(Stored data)
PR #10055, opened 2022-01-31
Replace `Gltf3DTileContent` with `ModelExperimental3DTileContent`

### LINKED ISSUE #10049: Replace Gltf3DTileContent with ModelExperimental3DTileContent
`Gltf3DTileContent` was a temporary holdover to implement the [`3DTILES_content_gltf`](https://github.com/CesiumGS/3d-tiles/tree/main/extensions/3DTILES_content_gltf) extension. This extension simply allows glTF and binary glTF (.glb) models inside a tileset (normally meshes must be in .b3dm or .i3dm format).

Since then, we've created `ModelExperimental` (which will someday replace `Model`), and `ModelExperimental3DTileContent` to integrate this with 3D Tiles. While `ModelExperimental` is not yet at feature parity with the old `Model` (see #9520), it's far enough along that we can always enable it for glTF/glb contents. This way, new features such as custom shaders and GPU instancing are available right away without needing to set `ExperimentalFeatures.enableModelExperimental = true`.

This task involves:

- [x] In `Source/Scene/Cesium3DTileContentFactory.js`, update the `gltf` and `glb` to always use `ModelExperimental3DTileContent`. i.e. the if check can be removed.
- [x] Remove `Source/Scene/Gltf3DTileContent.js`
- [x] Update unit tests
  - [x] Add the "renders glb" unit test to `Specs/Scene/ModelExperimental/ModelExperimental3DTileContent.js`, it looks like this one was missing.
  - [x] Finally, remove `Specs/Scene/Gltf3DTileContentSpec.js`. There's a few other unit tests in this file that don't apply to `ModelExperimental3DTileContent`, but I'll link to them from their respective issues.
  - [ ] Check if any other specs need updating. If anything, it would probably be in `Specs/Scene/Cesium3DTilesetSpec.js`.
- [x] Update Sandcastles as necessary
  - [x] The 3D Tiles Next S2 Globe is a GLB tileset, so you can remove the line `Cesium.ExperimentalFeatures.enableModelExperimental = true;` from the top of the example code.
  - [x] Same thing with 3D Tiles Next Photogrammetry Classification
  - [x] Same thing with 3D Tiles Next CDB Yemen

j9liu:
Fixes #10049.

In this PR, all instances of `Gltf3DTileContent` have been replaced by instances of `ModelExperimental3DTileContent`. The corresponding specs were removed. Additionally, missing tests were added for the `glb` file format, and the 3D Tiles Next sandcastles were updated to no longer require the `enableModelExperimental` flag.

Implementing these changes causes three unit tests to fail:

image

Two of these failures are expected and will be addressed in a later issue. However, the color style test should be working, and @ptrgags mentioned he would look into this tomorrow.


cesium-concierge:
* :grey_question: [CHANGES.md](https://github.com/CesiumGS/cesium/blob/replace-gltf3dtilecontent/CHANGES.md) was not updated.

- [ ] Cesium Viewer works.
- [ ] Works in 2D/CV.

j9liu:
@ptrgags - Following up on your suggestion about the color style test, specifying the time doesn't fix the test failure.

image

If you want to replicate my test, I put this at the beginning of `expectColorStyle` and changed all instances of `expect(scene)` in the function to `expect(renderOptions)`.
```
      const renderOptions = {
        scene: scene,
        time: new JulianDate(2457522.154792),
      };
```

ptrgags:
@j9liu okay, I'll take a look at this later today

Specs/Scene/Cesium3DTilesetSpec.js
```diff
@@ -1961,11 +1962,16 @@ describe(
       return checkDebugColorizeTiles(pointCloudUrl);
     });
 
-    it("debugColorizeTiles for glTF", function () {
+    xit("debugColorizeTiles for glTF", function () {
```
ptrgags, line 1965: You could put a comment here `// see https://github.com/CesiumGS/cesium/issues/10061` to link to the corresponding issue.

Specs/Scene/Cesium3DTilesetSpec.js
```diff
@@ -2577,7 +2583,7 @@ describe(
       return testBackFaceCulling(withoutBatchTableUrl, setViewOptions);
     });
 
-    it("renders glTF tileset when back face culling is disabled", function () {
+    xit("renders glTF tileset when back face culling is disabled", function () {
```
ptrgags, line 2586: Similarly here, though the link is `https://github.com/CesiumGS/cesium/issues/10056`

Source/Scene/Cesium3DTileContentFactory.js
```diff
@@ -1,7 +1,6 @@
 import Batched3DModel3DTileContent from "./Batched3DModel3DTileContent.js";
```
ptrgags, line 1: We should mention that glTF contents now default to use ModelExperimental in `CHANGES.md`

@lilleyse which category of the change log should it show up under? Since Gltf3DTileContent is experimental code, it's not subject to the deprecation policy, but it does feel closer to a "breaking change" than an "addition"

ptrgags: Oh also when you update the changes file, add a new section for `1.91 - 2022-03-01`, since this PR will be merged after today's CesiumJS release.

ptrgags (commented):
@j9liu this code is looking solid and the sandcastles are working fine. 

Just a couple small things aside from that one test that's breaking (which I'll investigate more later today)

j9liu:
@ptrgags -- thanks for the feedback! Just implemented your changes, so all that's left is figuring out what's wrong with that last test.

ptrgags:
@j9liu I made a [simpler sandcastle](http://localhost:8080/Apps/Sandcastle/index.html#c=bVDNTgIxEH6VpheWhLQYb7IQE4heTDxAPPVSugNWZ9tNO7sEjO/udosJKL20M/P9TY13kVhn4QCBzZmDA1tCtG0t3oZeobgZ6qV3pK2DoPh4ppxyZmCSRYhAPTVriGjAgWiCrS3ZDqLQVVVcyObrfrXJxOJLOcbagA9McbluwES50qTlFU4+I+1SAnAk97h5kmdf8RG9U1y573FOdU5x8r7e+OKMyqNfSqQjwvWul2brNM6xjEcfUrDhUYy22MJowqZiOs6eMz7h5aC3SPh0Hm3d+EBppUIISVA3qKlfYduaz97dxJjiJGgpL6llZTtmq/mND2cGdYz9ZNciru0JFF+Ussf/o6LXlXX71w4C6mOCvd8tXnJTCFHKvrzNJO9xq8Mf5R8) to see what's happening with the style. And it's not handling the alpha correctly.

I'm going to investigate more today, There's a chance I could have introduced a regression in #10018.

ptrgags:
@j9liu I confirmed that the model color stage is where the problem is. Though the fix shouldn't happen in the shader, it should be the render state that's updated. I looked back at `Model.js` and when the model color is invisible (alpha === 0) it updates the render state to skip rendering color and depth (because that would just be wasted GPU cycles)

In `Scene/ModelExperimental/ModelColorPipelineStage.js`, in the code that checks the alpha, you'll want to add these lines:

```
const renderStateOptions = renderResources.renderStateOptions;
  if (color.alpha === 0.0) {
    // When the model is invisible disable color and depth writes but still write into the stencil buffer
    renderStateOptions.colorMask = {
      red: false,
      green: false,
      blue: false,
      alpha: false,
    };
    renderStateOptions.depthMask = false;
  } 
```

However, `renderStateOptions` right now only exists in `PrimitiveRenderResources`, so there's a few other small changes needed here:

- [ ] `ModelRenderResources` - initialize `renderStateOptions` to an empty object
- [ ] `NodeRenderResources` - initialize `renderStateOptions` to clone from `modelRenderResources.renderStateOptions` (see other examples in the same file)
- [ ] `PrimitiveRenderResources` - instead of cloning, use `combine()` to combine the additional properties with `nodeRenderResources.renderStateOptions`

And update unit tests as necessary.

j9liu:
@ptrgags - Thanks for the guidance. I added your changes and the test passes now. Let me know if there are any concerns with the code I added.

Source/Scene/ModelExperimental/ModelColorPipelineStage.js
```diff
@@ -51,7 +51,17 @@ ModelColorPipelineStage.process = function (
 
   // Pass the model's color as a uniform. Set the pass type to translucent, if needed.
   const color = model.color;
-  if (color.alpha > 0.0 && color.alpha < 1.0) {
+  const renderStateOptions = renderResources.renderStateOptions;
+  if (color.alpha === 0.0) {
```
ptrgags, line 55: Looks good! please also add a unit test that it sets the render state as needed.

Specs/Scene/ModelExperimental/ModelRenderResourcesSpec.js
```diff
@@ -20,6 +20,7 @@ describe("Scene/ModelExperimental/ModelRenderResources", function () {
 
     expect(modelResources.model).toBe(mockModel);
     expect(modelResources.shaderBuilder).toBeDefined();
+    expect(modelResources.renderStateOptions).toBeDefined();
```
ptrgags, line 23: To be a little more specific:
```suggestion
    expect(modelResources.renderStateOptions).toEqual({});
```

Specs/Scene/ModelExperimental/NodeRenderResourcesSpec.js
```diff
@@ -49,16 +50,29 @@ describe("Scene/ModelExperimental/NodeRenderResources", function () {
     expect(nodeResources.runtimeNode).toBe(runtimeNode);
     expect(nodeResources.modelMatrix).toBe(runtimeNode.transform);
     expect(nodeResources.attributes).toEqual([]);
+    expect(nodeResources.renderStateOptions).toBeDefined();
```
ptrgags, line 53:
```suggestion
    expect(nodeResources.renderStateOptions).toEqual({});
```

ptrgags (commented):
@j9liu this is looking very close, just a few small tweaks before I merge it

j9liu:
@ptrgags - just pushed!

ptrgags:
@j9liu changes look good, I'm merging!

### PROBLEM TO SOLVE:
Retype the records above exactly, from their first line through the line that contains "### LINKED ISSUE", and stop there.

### RESULT FOR THIS EXERCISE:
PR #10055, opened 2022-01-31
Replace `Gltf3DTileContent` with `ModelExperimental3DTileContent`

### LINKED ISSUE #10049: Replace Gltf3DTileContent with ModelExperimental3DTileContent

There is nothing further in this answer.